Effects of various fillers on the thermal shock and fouling resistance characteristics of zirconia-based composite coatings for high-temperature applications

Abstract

Composite coating technology has been extensively developed to meet industrial demands for coatings with specifications that exceed the capabilities of conventional coating technologies and that can function in extreme environments and high temperatures. The composite coating in this study is focused on materials that have hydrophobicity. To achieve this hydrophobicity, the coating must have at least one restrictive property: antifouling.
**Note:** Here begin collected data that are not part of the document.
PR #912, opened 2022-08-03
refactor!: Make `walletUrl` required for `Near`

morgsmccauley:
## Motivation
`walletUrl` is currently optional and can cause failures when not defined.

## Description
This PR updates the TS types to make `walletUrl` required.

## Checklist
- [ ] Added automated tests

### DIFF
--- a/packages/near-api-js/src/near.ts
+++ b/packages/near-api-js/src/near.ts
@@ -61,7 +61,7 @@ export interface NearConfig {
      * NEAR wallet url used to redirect users to their wallet in browser applications.
      * @see {@link https://docs.near.org/docs/tools/near-wallet}
      */
-    walletUrl?: string;
+    walletUrl: string;
 
     /**
      * JVSM account ID for NEAR JS SDK
@@ -82,6 +82,10 @@ export class Near {
     readonly accountCreator: AccountCreator;
 
     constructor(config: NearConfig) {
+        if (!config.walletUrl) {
+            throw new Error('walletUrl is required but was not supplied');
+        }
+
         this.config = config;
         this.connection = Connection.fromConfig({
             networkId: config.networkId,
--- a/packages/near-api-js/test/config.js
+++ b/packages/near-api-js/test/config.js
@@ -37,6 +37,7 @@ module.exports = function getConfig(env) {
             networkId: 'shared-test',
             nodeUrl: 'https://rpc.ci-testnet.near.org',
             masterAccount: 'test.near',
+            walletUrl: 'https://wallet.testnet.near.org',
         };
     default:
         throw Error(`Unconfigured environment '${env}'. Can be configured in src/config.js.`);
--- a/packages/near-api-js/test/near.test.js
+++ b/packages/near-api-js/test/near.test.js
@@ -1,0 +1,13 @@
+const { Near } = require('../src/index');
+const getConfig = require('./config');
+
+describe('Near', () => {
+    test('throws if walletUrl is not defined', async() => {
+        expect(() => new Near({})).toThrow('walletUrl is required but was not supplied');
+    });
+
+    test('instantiates successfully', () => {
+        const near = new Near(getConfig('test'));
+        expect(near).toBeDefined();
+    });
+});


esaminu (changes requested):
We need enforcement so that external users can't create a `WalletConnection` without `walletUrl` in their config and tests for this. I don't think we want to make this requirement this general and required for all connections by putting it here and I also think it needs to be runtime not ts

esaminu:
What I was thinking actually was to do the check in [the `WalletConnection` class](https://github.com/near/near-api-js/blob/master/packages/near-api-js/src/wallet-account.ts#L108). The `Near` object is too general and is passed in to many constructors and used for many things aside from connecting to a wallet (e.g. getting and account and sending transactions). Also the api to get a near instance is very un-explicit e.g. `connect(config)`. What do you think of this?

morgsmccauley:
@esaminu After searching the code base I can only see `Near` being passed in to:
* `WalletConnection`
* `connect()` (browser and node)

It doesn't seem to be as widespread unless I am missing something.

I see what you mean about throwing within `WalletConnection` instead but my concern is that it delays when the error will surface, i.e. the developer will have no idea that they have constructed `Near` incorrectly until they have passed it in to `WalletConnection`. I feel like this makes it more likely to go unnoticed.

Why does `Near` even need `walletUrl` if it is only used in `WalletConnection`. I feel the best way forward is to just remove the dependency of `walletUrl` from `Near` and make it required for `WalletConnection` alone.

esaminu:
`Near` is used to get accounts in our cookbook which opens up anything you can do with an account class - and our cookbook uses it without `walletUrl` in the config. It's also used for account creation all over the place.

> Why does Near even need walletUrl if it is only used in WalletConnection? I feel the best way forward is to just remove the dependency of walletUrl from Near and make it required for WalletConnection alone.

One thing I can see us doing is returning a `ConnectedWalletAccount` when calling `Near.account` if a `walletUrl` is present. This is the best solution for now but it makes `near-api-js` opinionated because it doesn't support e.g. ledger or injected wallets though it adds a use for `walletUrl` at the top level. At some point we should bring wallet selector into the monorepo and allow the user to pass in a wallet `id` to the `Near` instance (e.g. ledger) and we would call methods on that [abstract class](https://github.com/near/wallet-selector/blob/main/packages/core/src/lib/wallet/wallet.types.ts#L41-L51) to `signIn`, `signAndSendTransactions` etc from the `Account` instance we return from `Near.account`.

morgsmccauley:
@esaminu 

> Near object is too general and is passed in to many constructors and used for many things aside from connecting to a wallet (e.g. getting and account and sending transactions)

It is for this reason I think `walletUrl` does not make sense within `Near`. `walletUrl` will _only_ be used if it's passed to another specific class constructor. Since `walletUrl` is specific to `WalletConnection` it feels best to remove it from `Near` and add it as a specific config option for `WalletConnection`.

> One thing I can see us doing is returning a ConnectedWalletAccount when calling Near.account if a walletUrl is present.

I feel the best thing is to focus on the requirements right now instead of optimizing for potential future requirements, these can be revisited when committed to. This is why I'm leaning towards the solution proposed above.

Even with the above solution we still have the option of returning a `ConnectedWalletAccount` from `near.account`, it would just be more explicit rather than 'smart', i.e. `near.walletConnectedAccount(accountId, walletUrl)`

esaminu:
Summary of my thoughts here from discussion plus some research:

1. The original intention of having `walletUrl` in the `Near` object was to validate one level deeper in the `WalletConnection` constructor per https://github.com/near/near-api-js/pull/396#issuecomment-687368584 which is the same as the original purpose of this ticket. There was no intention to specifically use it in the `Near` class.
2. The `Near` object is similar to the [`web3.eth` object](https://web3js.readthedocs.io/en/v1.7.5/web3-eth.html) from web3.js.
3. I don’t see any value to removing the `walletUrl` key from near (the first obj arg) and introducing a new second object arg to the `WalletConnection` constructor and adding `walletUrl` to that. The first `Near` object is more well defined and reusable. Plus this adds a bunch of overhead like updating docs and guides and the possibility of having to deprecate the current way of getting a `WalletConnection`.

Suggestions:

1. Throw a clear error in `WalletConnection` constructor if no `walletUrl` exists in the config as originally intended.
2. Add new methods to the `Near` class that return `ConnectedWalletAccount` and throw if no `walletUrl` e.g. `near.walletAccount` and `near.createWalletAccount`

morgsmccauley:
Closing this as the implementation isn't exactly the direction we want to head in. I've left more context on the ticket so this can be picked up again later.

In this research, antifouling coating materials based on certain zirconia ceramic composites (ZrO2) and fillers, such as boron nitride, MoS2, and graphite, are chosen. The substrate used is a low-carbon steel, which is used in high-temperature power plants. The slurry spray coating method is chosen, which is a simple and low-cost method. Thermal shock and fouling resistance tests are conducted, and the samples are further observed with Scanning Electron Microscopy-Energy-Dispersive X-ray Spectroscopy (SEM-EDS). The results show that the higher the hBN filler content in the zirconia composite coating is, the better the thermal shock and antifouling resistance levels. This phenomenon is indicated by the lower delamination of the coating after the thermal shock treatment and the lower fouling of sodium sulfate deposits on the surface of the coating after the antifouling treatment than before. The same result is shown by the zirconia composite coating with hybrid filler (hBN-MoS2-Graphite).